Utah's poor education ranking is a largely a function of large family size. Our state taxes are not low and a good chunk of that is spent on education.

Utah spends 6.45% of its annual budget on education, while all states combined spend 5.55%

http://www.usgovernmentspending.com/compare_state_education_spend


----------



## RandomElk16

Dahlmer said:


> Utah's poor education ranking is a largely a function of large family size. Our state taxes are not low and a good chunk of that is spent on education.
> 
> Utah spends 6.45% of its annual budget on education, while all states combined spend 5.55%
> 
> http://www.usgovernmentspending.com/compare_state_education_spend


Except for here it is normal to have a large family, and one working adult. Increasing your deductions as well as straining the education system further. Single people with a decent income pay more into the school system then these large families.

But good thing these large families can "donate" a fair amount of income.

A more telling chart might be spending per student? http://www.governing.com/gov-data/education-data/state-education-spending-per-pupil-data.html


----------



## gdog

RandomElk16 said:


> Except for here it is normal to have a large family, and one working adult. Increasing your deductions as well as straining the education system further. Single people with a decent income pay more into the school system then these large families.
> 
> But good thing these large families can "donate" a fair amount of income.
> 
> A more telling chart might be spending per student? http://www.governing.com/gov-data/education-data/state-education-spending-per-pupil-data.html


Families should be taxed per kid for education. We all should have some resposibility for educating our future leaders, but if you want 12 kids, then be ready to pay to educate them.


----------



## Catherder

A statistic more relevant to this discussion, I'd like to see, is how Utah's SITLA compares to other states SITLA's in helping to fund our schools. I don't have anything current, but what I read previously was not favorable to Utah in comparison to its neighbors.

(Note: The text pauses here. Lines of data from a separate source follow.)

PR #9924, opened 2026-05-22
Survivors Spawn Together - Fiorina

kleinerstation13:
## About the PR
Added five inserts where survivors spawn all together, Engi Ring insert by SharkSnake98

## Why / Balance
Survivor rework

Fiorina is a very weird map because the spawns are extremely spread apart, which essentially means the place where you spawn decides whatever you're going to be looting, the only way I found to make some kind of difference between the spawns while not locking survivors out of loot due to bad RNG was to cluster them around the middle. Diagonally the difference between them is minimal so the major difference is verticality, which should still vary up the timings enough to make each spawn play uniquely, but generally survivors can now dedicate their loot runs to the 4 major loot spots (Blue dorms, survivor camp, engi ring, souto) no matter where they spawn.

## Technical details
yaml and mapping

## Media
obraz

## Requirements

**Changelog**

:cl:
- tweak: Survivors now spawn together instead of separately on Fiorina. Their holdout locations include the Lowsec Cellblock, Garden, Engineering Ring, and Bobda Promo. Credit to Sharksnake98 for mapping the Engineering Ring insert.


kleinerstation13:
this is not getting the merge conflict tag applied for some reason but i'm unfucking the conflicts and mapping some more inserts to this so. into draft it goes

kleinerstation13:
Yay it works

Spawn locations should be slightly better now but I want @CatAndHats to approve this just incase

Resources/Maps/_RMC14/Inserts/Fiorina/surv_spawn_armory.yml
CatAndHats, line 1: Remove this insert since it is now unused

Resources/Maps/_RMC14/prison.yml
CatAndHats, line 1: When you took over the hive loot moving you did not remove the access lock from the flamer cabinet, survs cannot open it rn without looting an ID (which are really far away). Remove the access lock.

Resources/Prototypes/_RMC14/Entities/Markers/Inserts/fiorina.yml
CatAndHats, line 49: You added this insert so i'm asking you to fix this now.

This will spawn at the same time as Riot In Progress, causing the armoury to double-place walls and other things, this needs to only spawn if the Scenario is "none".

CatAndHats, line 51: the nogear insert you added
Image
Also the insert has two errors, first the APC is meant to be on the outside wall, it is one tile to the east and floating mid-air
There's a also a light in the wall that needs to be placed one tile further south, it also seems to be the old light maybe?

CatAndHats (changes requested):
Some things need fixing, the inserts themselves are great, ty!

Resources/Maps/_RMC14/Inserts/Fiorina/surv_spawn_armory.yml
kleinerstation13: Oh oops

Resources/Prototypes/_RMC14/Entities/Markers/Inserts/fiorina.yml
kleinerstation13: I don't think it's the old light I just didn't know how to place the lights when I mapped this, will be fixed

kleinerstation13:
resolved

CatAndHats (approved):
Looks good to me now

PursuitInAshes (approved):
Mapping seems good
The locations might have to be adjusted after we actually get some testing done on them, but it might just be that this is the best we can do because Fio is also "one of those weird maps"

On the surface, I don't know if I have a problem with this swap even though I oppose the "land grab" as intensely as anyone. The Feds will often swap with states and even private entities on occasion. If it helps protect some prime public recreational property that reverts to Federal control and allows for responsible utilization of energy on new state land, I don't see a problem here.

It also has to be noted that this is a far cry from the "land grab" which is the State fruitlessly trying to take over most or all the Federal land in the state. No swapping involved in what is proposed.


----------



## Huntoholic

Well as they say, if you think it is so bad here feel free to pack up your urchins and move to one of those fine States that spend more, like NY, NJ, Cal etc.


----------



## massmanute

Don't kid yourselves that Utah would spend money from the development of land on education. If people in Utah were truly interested in educating the children of the state it would not be dead last in the nation in per-student educational funding.

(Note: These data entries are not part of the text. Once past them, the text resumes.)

PR #9930, opened 2026-05-23
Fixes welding not blinding you when repairing cades/weapons

JustMyselfUwU:
## About the PR

Makes welding barricades and mounted weapons without eye protection blind you

## Why / Balance

Parity, you are using a welder, which should blind you

## Technical details

Repairing is now considered a tool use event

## Requirements

**Changelog**

:cl:
- fix: Fixed barricades and mounted weapons not blinding you when welding them

### DIFF
--- a/Content.Shared/_RMC14/Repairable/RMCRepairableSystem.cs
+++ b/Content.Shared/_RMC14/Repairable/RMCRepairableSystem.cs
@@ -93,6 +93,9 @@ public sealed class RMCRepairableSystem : EntitySystem
             return;
         }
 
+        var toolUseAttempt = new ToolUseAttemptEvent(user, (float) repairable.Comp.FuelUsed);
+        RaiseLocalEvent(used, toolUseAttempt);
+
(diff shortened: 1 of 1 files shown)


Content.Shared/_RMC14/Repairable/RMCRepairableSystem.cs
```diff
@@ -93,6 +93,9 @@ private void OnRepairableInteractUsing(Entity<RMCRepairableComponent> repairable
             return;
         }
 
+        var toolUseAttempt = new ToolUseAttemptEvent(user, (float) repairable.Comp.FuelUsed);
+        RaiseLocalEvent(used, toolUseAttempt);
```
Thereisabear: This should be moved to after the guards. 
Line 140 on your PR or Line 137/138 on the original.  
After the return on the  If(!usefuel block  and before the  var delay =

Thereisabear (changes requested):

DrSmugleaf (approved):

It's nothing more than a public relations campaign based on a bait and switch strategy, engineered by the moneyed interests and their far-right-wing political allies.


----------



## The Naturalist

Taxes on the extraction industry in Utah is practically non-existent compared to other states. To think this swap would increase funding for education is humorous. What it most likely will do is increase donations from the extraction industry to the Gov. and other politicians in the State.


----------



## Loke

My understanding is that these lands are School Trust lands. As such, all royalties from mineral extraction, or other leases go to the schools. Leaving them sit unused provides nothing. Wyoming is able to build some very nice schools, and has class sizes in the teens (not thirties) because they actually use their school trust lands and the resources they have. Our trust lands need to be used for the purpose they were set aside for, and that is provide funding. Not just a nice place to look at.


----------



## gdog

"At a meeting on August 2, 2013, the Utah State Board of Education voted unanimously to seek legislation that would change how the trust fund portion is overseen, moving management from the Utah Treasurer's office to an independent board of financial professionals. The "Fund" in question is the permanent State School Fund, a trust fund set up for public school beneficiaries in the late 1800s. It has grown from $19 million in 1983 to $1.6 billion today from income earned by state trust lands. _*While that's more than a decent increase, it's nothing compared to what it might have been if the Fund had not been raided by the Utah legislature or if it had been managed as well as some states have managed their public school lands*_......"
http://www.publiusonline.com/its-time-to-take-politics-out-of-the-state-lands-trust-fund/

Just one of many articles out there questioning the management of SILTA...


----------



## Elkoholic8

I see this as a preview of what is going to happen if the state takes control of the federal land in the state. Guys gripe about what the government does with the land, but IF Utah gets to control it, it will be sold. Then the only people who will have access are the land owners. 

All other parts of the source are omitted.